PROBLEM STATEMENT: Using the entries below, give the count of lines that hold "funds". Say nothing besides the number.

Dataset items:

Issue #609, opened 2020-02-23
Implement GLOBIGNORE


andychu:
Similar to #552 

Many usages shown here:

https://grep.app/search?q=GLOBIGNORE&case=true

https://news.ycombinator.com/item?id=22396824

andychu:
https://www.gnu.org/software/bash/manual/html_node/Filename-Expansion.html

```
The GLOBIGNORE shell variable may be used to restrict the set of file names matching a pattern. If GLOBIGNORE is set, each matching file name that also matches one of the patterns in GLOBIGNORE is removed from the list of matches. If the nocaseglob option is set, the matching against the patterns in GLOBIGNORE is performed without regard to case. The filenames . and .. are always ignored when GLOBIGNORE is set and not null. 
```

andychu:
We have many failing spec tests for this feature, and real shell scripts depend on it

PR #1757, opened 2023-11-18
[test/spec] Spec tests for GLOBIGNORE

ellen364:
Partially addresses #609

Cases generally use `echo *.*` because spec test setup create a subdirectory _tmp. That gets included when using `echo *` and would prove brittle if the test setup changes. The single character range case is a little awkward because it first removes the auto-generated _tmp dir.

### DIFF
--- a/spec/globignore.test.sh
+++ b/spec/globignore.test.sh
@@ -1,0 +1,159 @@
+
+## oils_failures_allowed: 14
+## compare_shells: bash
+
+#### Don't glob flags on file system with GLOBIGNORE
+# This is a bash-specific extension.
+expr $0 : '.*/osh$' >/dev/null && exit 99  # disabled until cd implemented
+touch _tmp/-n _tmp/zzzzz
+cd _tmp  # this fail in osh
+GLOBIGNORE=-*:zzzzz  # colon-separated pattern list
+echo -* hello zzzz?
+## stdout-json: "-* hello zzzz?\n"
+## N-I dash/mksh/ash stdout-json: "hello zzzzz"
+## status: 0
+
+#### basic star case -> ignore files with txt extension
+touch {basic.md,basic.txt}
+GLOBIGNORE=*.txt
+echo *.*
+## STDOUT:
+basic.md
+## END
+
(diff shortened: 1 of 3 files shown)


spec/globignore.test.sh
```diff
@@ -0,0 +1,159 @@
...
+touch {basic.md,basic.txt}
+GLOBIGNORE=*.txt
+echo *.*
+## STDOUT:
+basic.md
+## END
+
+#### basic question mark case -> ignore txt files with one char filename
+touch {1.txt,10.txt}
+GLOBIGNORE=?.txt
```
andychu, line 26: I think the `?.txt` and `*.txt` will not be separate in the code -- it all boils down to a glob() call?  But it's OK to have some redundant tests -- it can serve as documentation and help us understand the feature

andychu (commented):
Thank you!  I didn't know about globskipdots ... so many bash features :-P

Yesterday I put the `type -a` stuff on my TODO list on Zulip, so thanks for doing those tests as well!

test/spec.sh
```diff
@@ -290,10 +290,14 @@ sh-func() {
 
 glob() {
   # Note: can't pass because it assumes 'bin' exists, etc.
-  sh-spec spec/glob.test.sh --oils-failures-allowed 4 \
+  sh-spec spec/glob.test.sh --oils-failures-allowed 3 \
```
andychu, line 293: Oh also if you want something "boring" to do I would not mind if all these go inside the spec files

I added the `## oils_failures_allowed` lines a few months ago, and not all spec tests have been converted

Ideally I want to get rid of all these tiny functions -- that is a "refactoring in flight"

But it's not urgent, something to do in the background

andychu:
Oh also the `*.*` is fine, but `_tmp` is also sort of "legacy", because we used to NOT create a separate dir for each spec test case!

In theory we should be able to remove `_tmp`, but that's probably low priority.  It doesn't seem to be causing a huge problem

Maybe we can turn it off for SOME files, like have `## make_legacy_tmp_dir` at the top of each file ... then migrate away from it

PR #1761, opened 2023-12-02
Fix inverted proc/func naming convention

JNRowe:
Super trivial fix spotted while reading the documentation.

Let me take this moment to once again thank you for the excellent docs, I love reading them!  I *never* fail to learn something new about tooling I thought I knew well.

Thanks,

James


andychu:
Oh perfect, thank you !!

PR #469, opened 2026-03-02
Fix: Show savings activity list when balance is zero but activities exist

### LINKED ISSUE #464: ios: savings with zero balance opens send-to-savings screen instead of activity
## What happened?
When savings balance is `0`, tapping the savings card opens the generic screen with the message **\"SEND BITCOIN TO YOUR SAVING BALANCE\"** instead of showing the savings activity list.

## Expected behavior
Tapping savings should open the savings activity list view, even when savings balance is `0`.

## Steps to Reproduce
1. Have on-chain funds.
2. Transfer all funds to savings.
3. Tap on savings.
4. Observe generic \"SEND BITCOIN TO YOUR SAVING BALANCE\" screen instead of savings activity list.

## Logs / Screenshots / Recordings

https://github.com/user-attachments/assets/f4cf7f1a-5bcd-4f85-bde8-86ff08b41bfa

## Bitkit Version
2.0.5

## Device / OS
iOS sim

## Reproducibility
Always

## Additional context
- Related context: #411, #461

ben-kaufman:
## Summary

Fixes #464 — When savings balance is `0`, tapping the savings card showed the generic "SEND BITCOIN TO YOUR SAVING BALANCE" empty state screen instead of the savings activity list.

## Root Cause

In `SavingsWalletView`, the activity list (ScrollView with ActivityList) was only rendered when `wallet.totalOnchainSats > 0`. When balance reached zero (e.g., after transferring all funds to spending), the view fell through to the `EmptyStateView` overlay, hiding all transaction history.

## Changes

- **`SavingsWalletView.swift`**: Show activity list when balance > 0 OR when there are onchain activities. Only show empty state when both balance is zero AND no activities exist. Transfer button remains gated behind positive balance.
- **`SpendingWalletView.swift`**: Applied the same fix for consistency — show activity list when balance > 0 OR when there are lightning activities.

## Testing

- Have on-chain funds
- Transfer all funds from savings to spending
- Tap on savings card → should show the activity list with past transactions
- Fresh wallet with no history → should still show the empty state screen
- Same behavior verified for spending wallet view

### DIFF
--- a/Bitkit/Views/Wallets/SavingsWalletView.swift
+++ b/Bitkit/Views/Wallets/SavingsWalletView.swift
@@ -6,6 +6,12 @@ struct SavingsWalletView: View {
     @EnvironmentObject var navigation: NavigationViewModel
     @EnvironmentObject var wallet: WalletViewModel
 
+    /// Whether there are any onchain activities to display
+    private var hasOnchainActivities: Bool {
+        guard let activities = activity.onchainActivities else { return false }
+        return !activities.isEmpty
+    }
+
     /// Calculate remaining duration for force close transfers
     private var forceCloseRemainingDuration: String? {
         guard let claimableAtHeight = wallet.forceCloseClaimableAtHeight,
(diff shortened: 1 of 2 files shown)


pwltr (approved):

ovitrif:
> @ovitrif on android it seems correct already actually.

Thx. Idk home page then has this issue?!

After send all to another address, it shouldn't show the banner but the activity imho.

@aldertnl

--

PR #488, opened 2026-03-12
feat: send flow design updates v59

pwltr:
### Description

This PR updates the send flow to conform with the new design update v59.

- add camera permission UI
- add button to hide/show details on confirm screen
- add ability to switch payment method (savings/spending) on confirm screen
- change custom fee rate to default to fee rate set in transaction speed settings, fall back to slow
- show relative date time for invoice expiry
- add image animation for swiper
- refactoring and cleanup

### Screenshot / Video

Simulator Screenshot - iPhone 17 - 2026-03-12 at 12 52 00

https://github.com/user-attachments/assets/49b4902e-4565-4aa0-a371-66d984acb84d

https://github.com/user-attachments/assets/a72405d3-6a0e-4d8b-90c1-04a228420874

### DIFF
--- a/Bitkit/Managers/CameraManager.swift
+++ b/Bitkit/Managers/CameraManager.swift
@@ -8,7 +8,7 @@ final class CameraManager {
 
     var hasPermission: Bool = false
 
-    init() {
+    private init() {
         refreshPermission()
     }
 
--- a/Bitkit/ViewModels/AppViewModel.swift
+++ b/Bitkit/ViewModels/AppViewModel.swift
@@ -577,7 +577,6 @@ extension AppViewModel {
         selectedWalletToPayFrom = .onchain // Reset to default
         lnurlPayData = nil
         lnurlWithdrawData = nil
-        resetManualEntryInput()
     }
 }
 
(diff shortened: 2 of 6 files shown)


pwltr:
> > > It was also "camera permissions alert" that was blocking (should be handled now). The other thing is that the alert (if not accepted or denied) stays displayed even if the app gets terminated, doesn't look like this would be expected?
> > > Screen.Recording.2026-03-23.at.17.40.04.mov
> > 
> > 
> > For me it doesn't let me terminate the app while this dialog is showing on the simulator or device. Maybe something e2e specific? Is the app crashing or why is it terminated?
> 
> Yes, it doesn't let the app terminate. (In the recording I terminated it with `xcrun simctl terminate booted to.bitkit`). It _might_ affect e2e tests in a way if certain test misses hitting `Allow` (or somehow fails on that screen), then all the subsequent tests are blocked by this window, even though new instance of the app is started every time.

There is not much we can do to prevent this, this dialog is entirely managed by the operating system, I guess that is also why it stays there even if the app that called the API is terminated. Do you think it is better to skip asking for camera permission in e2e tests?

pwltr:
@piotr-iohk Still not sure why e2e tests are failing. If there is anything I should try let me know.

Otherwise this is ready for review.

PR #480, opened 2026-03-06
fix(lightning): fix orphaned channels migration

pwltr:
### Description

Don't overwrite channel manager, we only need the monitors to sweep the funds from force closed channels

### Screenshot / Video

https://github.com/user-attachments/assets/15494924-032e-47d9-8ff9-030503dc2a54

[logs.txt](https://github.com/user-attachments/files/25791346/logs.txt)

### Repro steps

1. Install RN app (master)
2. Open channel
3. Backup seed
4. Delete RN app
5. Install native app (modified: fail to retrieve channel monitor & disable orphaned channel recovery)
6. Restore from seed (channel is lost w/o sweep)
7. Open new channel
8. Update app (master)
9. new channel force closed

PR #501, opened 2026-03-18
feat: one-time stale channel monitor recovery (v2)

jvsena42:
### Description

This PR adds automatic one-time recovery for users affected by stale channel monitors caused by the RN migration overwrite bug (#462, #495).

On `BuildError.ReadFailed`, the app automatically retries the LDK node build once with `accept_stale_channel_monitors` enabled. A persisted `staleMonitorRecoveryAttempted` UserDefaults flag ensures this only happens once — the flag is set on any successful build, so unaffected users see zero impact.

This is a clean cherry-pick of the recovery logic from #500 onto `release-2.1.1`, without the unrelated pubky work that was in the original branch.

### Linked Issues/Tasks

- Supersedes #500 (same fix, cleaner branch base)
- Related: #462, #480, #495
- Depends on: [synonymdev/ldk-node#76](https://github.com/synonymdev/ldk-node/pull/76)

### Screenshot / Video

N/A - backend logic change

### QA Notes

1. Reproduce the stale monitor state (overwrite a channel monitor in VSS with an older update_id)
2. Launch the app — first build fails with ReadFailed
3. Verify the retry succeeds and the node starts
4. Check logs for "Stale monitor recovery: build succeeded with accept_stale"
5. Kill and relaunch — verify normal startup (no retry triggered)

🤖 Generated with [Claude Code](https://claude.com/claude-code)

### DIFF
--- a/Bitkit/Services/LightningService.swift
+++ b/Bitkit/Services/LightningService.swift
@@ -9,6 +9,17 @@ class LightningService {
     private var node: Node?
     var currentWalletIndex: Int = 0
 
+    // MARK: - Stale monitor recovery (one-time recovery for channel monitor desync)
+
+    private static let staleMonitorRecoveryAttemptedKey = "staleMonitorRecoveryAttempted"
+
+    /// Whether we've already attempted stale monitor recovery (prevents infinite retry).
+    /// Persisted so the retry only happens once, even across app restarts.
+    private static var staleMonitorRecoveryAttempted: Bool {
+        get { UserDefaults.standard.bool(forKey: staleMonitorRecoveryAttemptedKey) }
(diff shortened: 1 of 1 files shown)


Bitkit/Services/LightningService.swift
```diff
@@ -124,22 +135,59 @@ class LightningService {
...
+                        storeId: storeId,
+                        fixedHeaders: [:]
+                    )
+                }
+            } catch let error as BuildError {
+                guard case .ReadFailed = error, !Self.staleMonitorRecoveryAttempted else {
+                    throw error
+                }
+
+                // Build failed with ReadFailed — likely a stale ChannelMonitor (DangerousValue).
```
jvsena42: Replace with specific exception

SOLUTION: 6